╔══

PR #48, opened 2019-05-08
BG-12407 recover non-segwit ledger

dannybitgo:
https://bitgo.freshdesk.com/a/tickets/84051

Now we can recover Non-segwit funds from a ledger as well.

### DIFF
--- a/package.json
+++ b/package.json
@@ -2,7 +2,7 @@
   "name": "BitGoWalletRecoveryWizard",
   "author": "BitGo, Inc.",
   "description": "A UI-based desktop app for BitGo Recoveries",
-  "version": "1.8.0",
+  "version": "1.9.0",
   "private": true,
   "main": "src/main.js",
   "homepage": "./",
--- a/src/components/ledger.js
+++ b/src/components/ledger.js
@@ -10,6 +10,10 @@ import ErrorMessage from './error-message';
 import tooltips from '../constants/tooltips';
 
 import { states, channels, events, commands, paths } from '../constants/ledger';
+import {
+  Label,
+  Input
+} from "reactstrap";
 
 const { ipcRenderer } = window.require('electron');
 const formTooltips = tooltips.ledger;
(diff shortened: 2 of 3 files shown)


package.json
```diff
@@ -2,7 +2,7 @@
   "name": "BitGoWalletRecoveryWizard",
   "author": "BitGo, Inc.",
   "description": "A UI-based desktop app for BitGo Recoveries",
-  "version": "1.8.0",
+  "version": "1.8.2",
```
tylerlevine: Double patch version bump is a bit strange. Probably should be a new minor version (this is a new feature).

src/components/ledger.js
```diff
@@ -413,6 +419,7 @@ class LedgerRecoveryForm extends Component {
     builder.inputs.forEach((input, index) => {
       const isSegwit = !!unspents[index].witnessScript;
 
+      if (!isSegwit) signatures[index] += "01"; // add SIGHASH_ALL flag to non-segwit signatures
```
tylerlevine: Should probably use `Transaction.SIGHASH_ALL`, since we already have it in scope anyway (it's used on line 410).

src/components/ledger.js
```diff
@@ -479,7 +486,7 @@ class LedgerRecoveryForm extends Component {
     }
 
     const recoveryAmount = _.round(_.sumBy(unspents, 'value') / 1e8, 6);
-    const recoveryInfo = `Wallet "${wallet.label()}" has ${unspents.length} SegWit unspent(s) with a total value of ${recoveryAmount} BTC available to recover.`;
+    const recoveryInfo = `Wallet "${wallet.label()}" has ${unspents.length}${this.state.recoverSegwit ? ' Segwit' : ' Non-Segwit'} unspent(s) with a total value of ${recoveryAmount} BTC available to recover.`;
```
tylerlevine: `${this.state.recoverSegwit ? '' : 'Non-'}`

PR #49, opened 2019-07-01
BG-12973 update zcash block explorer

dannybitgo:
Zcash block explorer is dead and we need to update it
https://bitgo.freshdesk.com/a/tickets/91461


dannybitgo:
idk why the bitgojs diff is so big, I only changed the zcash URL in 5 places.

PR #50, opened 2019-07-02
BG-12973 update zcash block explorer and no more minified BitGoJS

dannybitgo:
Zcash block explorer is dead and needs to be updated.

We no longer have to manually copy over a BitGoJS.js file.

Also adding the carrot ^ before all dependencies, because we've decided that it's better to trust minor upgrades than be a sitting duck with locked top-level packages as vulnerabilities are always discovered and announced.


package.json
```diff
@@ -15,68 +15,70 @@
     "build": "NODE_ENV=production node scripts/build.js",
     "make": "export NODE_ENV=production && node scripts/build.js && electron-forge make -p 'darwin'",
     "make-windows": ".\\node_modules\\.bin\\electron-rebuild.cmd && set NODE_ENV=production&& node scripts/build.js && electron-forge make -p win32",
-    "make-linux": "export NODE_ENV=production && node scripts/build.js && electron-forge make -p 'linux'"
+    "make-linux": "export NODE_ENV=production && node scripts/build.js && electron-forge make -p 'linux'",
+    "preinstall": "cd BitGoJS/modules/core && npm i && npm run compile-dbg && cp ./dist/browser/BitGoJS.js ../../../public/BitGoJS.js && cd ../../.."
```
tylerlevine: We don't need this anymore after bitgo version 6 - the browser bundle is included in dist/browser/BitGoJS.min.js. However, this is the production, minified version. If you want to bundle the debug version you'll have to continue doing this.

PR #51, opened 2019-07-02
Bg 12973 update zec blockexplorer and remove min bitgojs

dannybitgo:
Zcash block explorer is dead and needs to be updated.

We no longer have to manually copy over a BitGoJS.js file - we can include bitgo in package.json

╚══

Write a verbatim copy of the listing above.

Exercise answer
PR #48, opened 2019-05-08
BG-12407 recover non-segwit ledger

dannybitgo:
https://bitgo.freshdesk.com/a/tickets/84051

Now we can recover Non-segwit funds from a ledger as well.

### DIFF
--- a/package.json
+++ b/package.json
@@ -2,7 +2,7 @@
   "name": "BitGoWalletRecoveryWizard",
   "author": "BitGo, Inc.",
   "description": "A UI-based desktop app for BitGo Recoveries",
-  "version": "1.8.0",
+  "version": "1.9.0",
   "private": true,
   "main": "src/main.js",
   "homepage": "./",
--- a/src/components/ledger.js
+++ b/src/components/ledger.js
@@ -10,6 +10,10 @@ import ErrorMessage from './error-message';
 import tooltips from '../constants/tooltips';
 
 import { states, channels, events, commands, paths } from '../constants/ledger';
+import {
+  Label,
+  Input
+} from "reactstrap";
 
 const { ipcRenderer } = window.require('electron');
 const formTooltips = tooltips.ledger;
(diff shortened: 2 of 3 files shown)


package.json
```diff
@@ -2,7 +2,7 @@
   "name": "BitGoWalletRecoveryWizard",
   "author": "BitGo, Inc.",
   "description": "A UI-based desktop app for BitGo Recoveries",
-  "version": "1.8.0",
+  "version": "1.8.2",
```
tylerlevine: Double patch version bump is a bit strange. Probably should be a new minor version (this is a new feature).

src/components/ledger.js
```diff
@@ -413,6 +419,7 @@ class LedgerRecoveryForm extends Component {
     builder.inputs.forEach((input, index) => {
       const isSegwit = !!unspents[index].witnessScript;
 
+      if (!isSegwit) signatures[index] += "01"; // add SIGHASH_ALL flag to non-segwit signatures
```
tylerlevine: Should probably use `Transaction.SIGHASH_ALL`, since we already have it in scope anyway (it's used on line 410).

src/components/ledger.js
```diff
@@ -479,7 +486,7 @@ class LedgerRecoveryForm extends Component {
     }
 
     const recoveryAmount = _.round(_.sumBy(unspents, 'value') / 1e8, 6);
-    const recoveryInfo = `Wallet "${wallet.label()}" has ${unspents.length} SegWit unspent(s) with a total value of ${recoveryAmount} BTC available to recover.`;
+    const recoveryInfo = `Wallet "${wallet.label()}" has ${unspents.length}${this.state.recoverSegwit ? ' Segwit' : ' Non-Segwit'} unspent(s) with a total value of ${recoveryAmount} BTC available to recover.`;
```
tylerlevine: `${this.state.recoverSegwit ? '' : 'Non-'}`

PR #49, opened 2019-07-01
BG-12973 update zcash block explorer

dannybitgo:
Zcash block explorer is dead and we need to update it
https://bitgo.freshdesk.com/a/tickets/91461


dannybitgo:
idk why the bitgojs diff is so big, I only changed the zcash URL in 5 places.

PR #50, opened 2019-07-02
BG-12973 update zcash block explorer and no more minified BitGoJS

dannybitgo:
Zcash block explorer is dead and needs to be updated.

We no longer have to manually copy over a BitGoJS.js file.

Also adding the carrot ^ before all dependencies, because we've decided that it's better to trust minor upgrades than be a sitting duck with locked top-level packages as vulnerabilities are always discovered and announced.


package.json
```diff
@@ -15,68 +15,70 @@
     "build": "NODE_ENV=production node scripts/build.js",
     "make": "export NODE_ENV=production && node scripts/build.js && electron-forge make -p 'darwin'",
     "make-windows": ".\\node_modules\\.bin\\electron-rebuild.cmd && set NODE_ENV=production&& node scripts/build.js && electron-forge make -p win32",
-    "make-linux": "export NODE_ENV=production && node scripts/build.js && electron-forge make -p 'linux'"
+    "make-linux": "export NODE_ENV=production && node scripts/build.js && electron-forge make -p 'linux'",
+    "preinstall": "cd BitGoJS/modules/core && npm i && npm run compile-dbg && cp ./dist/browser/BitGoJS.js ../../../public/BitGoJS.js && cd ../../.."
```
tylerlevine: We don't need this anymore after bitgo version 6 - the browser bundle is included in dist/browser/BitGoJS.min.js. However, this is the production, minified version. If you want to bundle the debug version you'll have to continue doing this.

PR #51, opened 2019-07-02
Bg 12973 update zec blockexplorer and remove min bitgojs

dannybitgo:
Zcash block explorer is dead and needs to be updated.

We no longer have to manually copy over a BitGoJS.js file - we can include bitgo in package.json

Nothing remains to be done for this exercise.